Trial: Rosie Painted as Quixotic Boss
"I picked my battles," said Cathy Cavender, who served as Rosie's editor-in-chief from December 2000 until being fired (by G + J) in June 2002.
Cavender said that over time she deduced that O'Donnell was "pretty sensitive," and issues Cavender believed to be simple would end up rankling the star.
"I'm asking you to be as direct as you can be with me," O'Donnell once e-mailed Cavender, adding at another time, "I am not a tyrant." Still, Cavender testified, "I felt that if I disagreed with Rosie too much I would lose my job."
O'Donnell, said Cavender, also wanted British pop star Boy George on a cover because she was preparing to produce his play "Taboo" for Broadway.
"I would rather go down breaking records and amazing people than stay at the shore watching the brave ones swim," O'Donnell told Cavender in an e-mail.
G+J executives, however, thought the magazine was already too edgy and were nervous about declining newsstand sales, Cavender said.

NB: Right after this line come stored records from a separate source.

Issue #1067, opened 2026-05-07
Restart your IDE for slash commands to take effect.


raul-junc-tgs:
No matter what agent I pick, I always end up with the message Restart your IDE for slash commands to take effect.
I also restarted my computer and still having the same issue.

OpenSpec configured: GitHub Copilot (pre-selected)
✔ Select tools to set up (28 available) GitHub Copilot
✔ Setup complete for GitHub Copilot

OpenSpec Setup Complete

Refreshed: GitHub Copilot
4 skills and 4 commands in .github/
Config: openspec/config.yaml (exists)

Getting started:
  Start your first change: /opsx:propose "your idea"

Learn more: https://github.com/Fission-AI/OpenSpec
Feedback:   https://github.com/Fission-AI/OpenSpec/issues

Restart your IDE for slash commands to take effect.

mvanhorn:
Submitted PR #1097 — adds `requiresIdeRestart` flag to each tool config and renders the restart hint conditionally. CLI tools (Claude Code, Codex, Gemini, etc.) no longer show the message.

PR #1673, opened 2026-08-15
fix(update): gate the IDE restart hint on requiresIdeRestart

### LINKED ISSUE #1608: openspec update still shows 'Restart your IDE' hint unconditionally (CLI tools included)
### Summary

After #1067 is fixed (PR restricting the "Restart your IDE" hint to IDE-resident tools), `openspec init` correctly suppresses the restart line for CLI tools. But `openspec update` still prints the hint **unconditionally** for every configured tool — the same confusing behavior #1067 describes, just on the other command.

### Where

`src/core/update.ts:390`:

```ts
console.log(chalk.dim('Restart your IDE for changes to take effect.'));
```

This runs regardless of whether the configured tool is IDE-resident (Cursor, Continue, Copilot, …) or a pure CLI (Claude Code, Codex, Gemini CLI, …).

### Expected

`openspec update` should gate the restart hint on the same per-tool `requiresIdeRestart` flag that `openspec init` now uses (added to `AIToolOption` in `src/core/config.ts`), so CLI tools no longer see the line.

### Notes

- Deliberately kept out of the #1067 fix to keep that change surgical.
- Draft PR #961 introduces a shared `formatIdeRestart` onboarding helper used by both `init` and `update` — if it lands, that helper is the natural single place to apply this gating.

AI was used for assistance.

aron-intframe:
Closes #1608.

#1067 stopped `init` showing the restart hint to CLI tools. `update` still shows it to everyone, so this puts the same gate on that path.

The reason it couldn't just be an `if` is that `updatedTools` was `string[]` of `tool.name`, so by the time the summary printed there was nothing left to check `requiresIdeRestart` on. It now holds the `AIToolOption` entries (same as `successfulTools` in `init.ts`) and the two display sites map to `.name`.

```ts
if (updatedTools.some((tool) => tool.requiresIdeRestart)) {
  console.log();
  console.log(chalk.dim('Restart your IDE for changes to take effect.'));
}
```

The blank line went inside the guard too so a CLI-only update doesn't end on a stray newline — `init.ts` does it that way.

I kept the existing wording rather than borrowing the commands/skills split from `init`. The issue mentions #961 adding a shared `formatIdeRestart` helper; if that lands this is one `if` for it to absorb, and changing the wording now would just conflict with it.

**One existing test changed.** `should suggest IDE restart after update` sets up `.claude` and asserts the hint shows. Claude Code is a CLI, so that assertion is the bug rather than the intent, and it's the only test in the suite that fails against this. Split it into the two halves of the rule — `.cursor` expects the hint, `.claude` expects none.

```
npx vitest run test/core/update.test.ts   →  126 passed (125 before, the split adds one)
npx eslint src/core/update.ts            →  clean
npx vitest run                           →  2 failed | 3968 passed
```

Both failures are in `test/commands/workset.test.ts`, expecting `Could not launch Claude Code` and getting `Error: Input must be provided either through stdin or as a prompt argument when using --print`. The Claude Code CLI is installed on this machine so the not-launchable path never runs. Reverting my two files to their pre-change contents reproduces it, so it isn't from this change.

AI was used for assistance.

### DIFF
--- a/src/core/update.ts
+++ b/src/core/update.ts
@@ -12,7 +12,7 @@ import * as fs from 'fs';
 import { createRequire } from 'module';
 import { FileSystemUtils } from '../utils/file-system.js';
 import { getSkillReferenceTransformer, getTransformerForTool, transformToSkillReferences } from '../utils/command-references.js';
-import { AI_TOOLS, OPENSPEC_DIR_NAME } from './config.js';
+import { AI_TOOLS, OPENSPEC_DIR_NAME, type AIToolOption } from './config.js';
 import {
   generateCommands,
   CommandAdapterRegistry,
@@ -266,7 +266,7 @@ export class UpdateCommand {
     const deliveryIncludesCommands = delivery !== 'skills';
     // 10. Update tools (all if force, otherwise only those needing update)
     const toolsToUpdate = this.force ? configuredTools : [...toolsToUpdateSet];
-    const updatedTools: string[] = [];
+    const updatedTools: AIToolOption[] = [];
     const failedTools: Array<{ name: string; error: string }> = [];
     const skillsInvocableCommandSkips: string[] = [];
     const zeroArtifactTools: string[] = [];
@@ -360,7 +360,7 @@ export class UpdateCommand {
         }
 
         spinner.succeed(`Updated ${tool.name}`);
-        updatedTools.push(tool.name);
+        updatedTools.push(tool);
         for (const migration of migrateLegacyToolDirs(
           resolvedProjectPath,
           [tool.value],
@@ -387,7 +387,9 @@ export class UpdateCommand {
     // 11. Summary
     console.log();
     if (updatedTools.length > 0) {
-      console.log(chalk.green(`✓ Updated: ${updatedTools.join(', ')} (v${OPENSPEC_VERSION})`));
+      console.log(
+        chalk.green(`✓ Updated: ${updatedTools.map((tool) => tool.name).join(', ')} (v${OPENSPEC_VERSION})`)
+      );
     }
     if (failedTools.length > 0) {
       console.log(chalk.red(`✗ Failed: ${failedTools.map(f => `${f.name} (${f.error})`).join(', ')}`));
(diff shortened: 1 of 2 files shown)


clay-good:
Thank you for this — the diagnosis is exactly right, and your write-up of *why* it couldn't be a plain `if` (the summary only had `string[]` of names left by the time it printed) is the clearest statement of the problem anyone has given. Splitting the `should suggest IDE restart after update` test into a `.cursor` half and a `.claude` half is the correct call too: that assertion was the bug, not the intent.

I'm closing this only because it duplicates #1656, which was opened for the same issue a day earlier and covers a bit more ground:

- it gates on `newlyConfiguredTools` as well as updated ones, so a tool first configured during the update run is also considered;
- it additionally requires that commands or skills were actually generated for that tool under the active delivery mode, so an IDE tool that received nothing doesn't get the hint either.

Your `updatedTools: AIToolOption[]` refactor is the nicer shape of the two, for what it's worth. Nothing here is wrong — it's purely that we can only land one, and #1656 is the superset.

Please don't let this put you off; the quality of the report and the verification (including correctly identifying the two `workset.test.ts` failures as pre-existing and unrelated) is what we want more of. If you'd like a follow-up to pick up, #961's shared `formatIdeRestart` helper is still unclaimed and this is precisely the kind of cleanup it needs.

aron-intframe:
Thanks — and I took you up on the follow-up: #1725 picks up the `formatIdeRestart` piece of #961, narrowly.

The rule and its wording move to `src/core/shared/ide-restart.ts`, so `update` names what it generated ("the new commands" / "the new skills") instead of the generic "changes" it printed for the same event `init` already described precisely. The condition is unchanged and the IDE-resident check stays coupled to the same tool that actually generated something, so a CLI tool's commands still cannot speak for an IDE tool that got nothing. I left the rest of #961 alone.

I also tightened one existing `update` assertion from `stringContaining('Restart your IDE')` to the exact sentence, since that looseness is what let the two commands drift apart in the first place.

Verification is in the PR body, including the 33 `store*`/`workset` failures re-run with my change stashed to show they are pre-existing — the same family you confirmed for me here.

In response to Cavender's testimony, Boy George wrote a colorful letter to the New York Post, which published excerpts in its Monday editions. He said, in part: "What a delicious idea. I wish I had such power ... and cannot understand how I have become so central to (the trial)."
The trial, which began last Thursday, continues Monday and is expected to last two weeks.
O'Donnell, 41, is seeking $125 million after claiming G + J breached her contract to publish and damaged her name, while G + J is seeking $100 million amid claims that O'Donnell reneged on her agreement to serve as publisher and altered her public image from Queen of Nice to uber-bitch.